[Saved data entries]
......
PR #7413, opened 2020-08-22
Check block translations have equivalent parameters

jwunderl:
re: https://github.com/microsoft/pxt-microbit/issues/3351 and a ton of equivalent errors throughout all targets; when a user translates a block, it's really easy to accidentally break the block. This can be done by change parameter order (with % params), changing a shadow value, dropping a parameter, etc -- in the linked issue it was translating the shadow block from `device_arrow` to `devise_arrow`. This changes makes `localizeApisAsync` ignore translations when the blocks parameters get broken

image

The code was there to try and check it, but it was basically a noop; `ps` and `locps` were always equal because `pxt.blocks.compileInfo` uses the `._def` that is built and attached to the function's attributes by `updateBlockInfo`, which wasn't run until after the comparison.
......
◆ About this exercise ◆
Set down every entry again, exactly as written.

◆ Solution ◆
PR #7413, opened 2020-08-22
Check block translations have equivalent parameters

jwunderl:
re: https://github.com/microsoft/pxt-microbit/issues/3351 and a ton of equivalent errors throughout all targets; when a user translates a block, it's really easy to accidentally break the block. This can be done by change parameter order (with % params), changing a shadow value, dropping a parameter, etc -- in the linked issue it was translating the shadow block from `device_arrow` to `devise_arrow`. This changes makes `localizeApisAsync` ignore translations when the blocks parameters get broken

image

The code was there to try and check it, but it was basically a noop; `ps` and `locps` were always equal because `pxt.blocks.compileInfo` uses the `._def` that is built and attached to the function's attributes by `updateBlockInfo`, which wasn't run until after the comparison.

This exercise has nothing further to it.